In order for Branch-1 to forward a packet to Branch-2’s LANs, it has to send the packet out of its serial 0/0/1 interface. The exit interface is also considered the direction in which to reach these networks.
Using the exit interface displays the static route as being directly connected, hence the name Directly connected static route. Read the “L” on the slide. Explain how the link shows a 128 bit prefix and the “C” displays the actual prefix used. In this example, the subnet identified by the “C” is the 2001:DB8:A::2/127 and the address configured on the interface identified by the “L” or local host route is 2001:DB8:A::3/128
In this example, in order for Branch-1 to forward a packet to Branch-2’s LANs it must forward the packet to the next hop router in the direction of those networks. In this example, that would be the IPv6 address of Branch-2.

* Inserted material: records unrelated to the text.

PR #5588, opened 2025-02-28
feat: support for intents

fernandomg:
### Description

This PR is the result of multiple iterations towards a non-invasive inclusion of intents into the SDK.


typescript/sdk/package.json
```diff
@@ -5,6 +5,7 @@
   "dependencies": {
     "@arbitrum/sdk": "^4.0.0",
     "@aws-sdk/client-s3": "^3.577.0",
+    "@bootnodedev/intents-framework-core": "^0.1.0",
```
fernandomg, line 8: we need this to interact with the Hyperlane7683 contracts

typescript/sdk/src/token/Token.ts
```diff
@@ -175,6 +196,7 @@ export class Token implements IToken {
   getHypAdapter(
     multiProvider: MultiProtocolProvider<{ mailbox?: Address }>,
     destination?: ChainName,
+    fillDeadline: number = Math.floor(Date.now() / 1000) + 60 * 60 * 24,
```
fernandomg, line 199: `fillDeadline` is an intent-specific value that can only be accessed if it's passed via parameters at runtime.

It has a default value to 1 day (in seconds) if it's not defined in the request.

typescript/sdk/src/token/TokenStandard.ts
```diff
@@ -60,6 +62,8 @@ export const TOKEN_STANDARD_TO_PROTOCOL: Record<TokenStandard, ProtocolType> = {
   EvmHypSyntheticRebase: ProtocolType.Ethereum,
   EvmHypXERC20: ProtocolType.Ethereum,
   EvmHypXERC20Lockbox: ProtocolType.Ethereum,
+  EvmIntent: ProtocolType.Ethereum,
+  EvmIntentNative: ProtocolType.Ethereum,
```
fernandomg, line 66: `EmvIntent` and `EvmIntentNative` are the standars that will identify the intents

typescript/sdk/src/token/deploy.hardhat-test.ts
```diff
@@ -67,7 +67,7 @@ describe('TokenDeployer', async () => {
     await deployer.deploy(config);
   });
 
-  for (const type of [TokenType.collateral, TokenType.synthetic]) {
+  for (const type of [TokenType.collateral, TokenType.synthetic] as const) {
```
fernandomg, line 70: these `as const` were a contribution to avoid TS complaining about types.

typescript/sdk/src/warp/WarpCore.ts
```diff
@@ -99,10 +99,31 @@ export class WarpCore {
...
+              }
+              if (t.standard === TokenStandard.EvmIntentNative) {
+                return true;
+              }
+            }
+            return false;
+          } else {
+            return t.addressOrDenom === addressOrDenom;
+          }
+        });
```
fernandomg, line 126: properly finding the connections among intent-based tokens

typescript/sdk/src/token/Token.ts
```diff
@@ -292,6 +314,44 @@ export class Token implements IToken {
       const connection = this.getConnectionForChain(destination);
       assert(connection, `No connection found for chain ${destination}`);
       return this.getIbcAdapter(multiProvider, connection);
+    } else if (standard === TokenStandard.EvmIntent) {
+      assert(
+        this.collateralAddressOrDenom,
+        'collateralAddressOrDenom required for EvmIntent tokens',
+      );
```
fernandomg, line 321: `addressOrDenom` hosts the address for the Hyperlane7683 instance (router), and `collateralAddressOrDenom` will be the ERC20 token address. That's why it's required when dealing with intents.

typescript/sdk/src/warp/WarpCore.ts
```diff
@@ -102,10 +102,31 @@ export class WarpCore {
...
```
Xaroz, line 129: reduce conditions nesting by doing something like:

`if (t.standard !== TokenStandard.EvmIntent && t.standard !== TokenStandard.EvmIntentNative) return t.address === addressOrDenom`

and so on.

fernandomg: fixed, check [`bb77b36` (#5588)](https://github.com/hyperlane-xyz/hyperlane-monorepo/pull/5588/commits/bb77b36364ba84f9a2a4c7e46abf47b95cb8d218)

I went a step further and did some refactor to prevent creating the variable `token1` when it wasn't necessary, and changed the `token2` name to make it more clear. But if it was done to improve readability, let me know and I'll revert those changes.

PR #5592, opened 2025-03-03
feat: Add names to tokio tasks in Relayer

ameten:
### Description

Add names to tokio tasks in Relayer so that each task is recognisable in tokio-console

### Drive-by changes

- Minor method rename `run_merkle_tree_hook_syncs` to `run_merkle_tree_hook_sync`.

### Related issues

### Backward compatibility

Yes

### Testing

Locally

### DIFF
--- a/rust/main/agents/relayer/src/merkle_tree/processor.rs
+++ b/rust/main/agents/relayer/src/merkle_tree/processor.rs
@@ -42,6 +42,12 @@ impl Debug for MerkleTreeProcessor {
 
 #[async_trait]
 impl ProcessorExt for MerkleTreeProcessor {
+    fn name(&self) -> String {
+        let mut name = "processor::merkle_tree::".to_string();
+        name.push_str(self.domain().name());
+        name
+    }
+
     /// The domain this processor is getting merkle tree hook insertions from.
     fn domain(&self) -> &HyperlaneDomain {
         self.db.domain()
--- a/rust/main/agents/relayer/src/relayer.rs
+++ b/rust/main/agents/relayer/src/relayer.rs
@@ -324,13 +324,15 @@ impl BaseAgent for Relayer {
 
         let task_monitor = tokio_metrics::TaskMonitor::new();
         if let Some(tokio_console_server) = self.tokio_console_server.take() {
-            let console_server =
-                tokio::spawn(TaskMonitor::instrument(&task_monitor.clone(), async move {
+            let console_server = tokio::task::Builder::new()
+                .name("tokio_console_server")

There is a noticeable difference how a directly connected and a recursive static route are displayed in the routing table. A directly connected static route shows that it is directly connected to an interface, while the recursive static route shows via the next hop router identified by its IPv6 address. In this example, in order for Branch-1 to route traffic to Brnach-2’s LANs, it will send it to the 2001:DB8:A::2 address which happens to be the IPv6 address configured on Branch-2. Now the router has to do a second routing table lookup to determine how to get to the 2001:DB8:A::2 network. Based on this information, the router will now forward the packet out of its serial 0/0/1 interface.
Fully specified static routes displays both the next hop router’s IPv6 address as well as the exit interface.
Fully specified static routes displays both the next hop router’s IPv6 address as well as the exit interface. As you can see in the routing table, a fully specified static route displays both the next hop router’s IPv6 address as well as the exit interface.
A default route is used when no other routes in the routing table match the packet destination IP address. In other words, when a more specific match does not exist. A default route is usually configured on a company's edge router that connects to the ISP’s network. The command for an IPv6 default route is ::/0. This is the IPv6 version of the all zero address (remember the :: is used to identify consecutive zeros) which is similar to the quad zero address used in an IPv4 default route. A default route can be configured as a directly connected, recursive, or as a fully specified static default route.
Notice how the default route is displayed in the routing table as an “S” because the correct name is a static default route but notice that the * (asterisk) is not used to identify a default route in an IPv6 routing table.
Notice how we can ping both LAN interfaces with only one static route entry in the routing table. Instead of configuring two static routes to reach Branch-2’s LANs, we can summarize them based on common bits in the network portion of the address. In this example, both addresses have the first 46-bits in common. 16 bits in the first two hextets and 14 bits in the 3rdhextet for a total of 63-bits. As you can see, we can ping each LAN interface with only one static route entry in the routing table.
Some of the output was omitted because it didn’t fit on the slide. 5 floating static routes were configured with an administrative distance of 91, one more that the routing protocol which in this case is EIGRP. The output to the left displays the IPv6 routing table with only the dynamic routes installed. When the primary path (interface s0/0/0) goes down, the dynamic routes are removed from the routing table and the floating static routes replace them. The Branch-1 will now route traffic to Branch-2 through the backup path (Serial 0/0/1).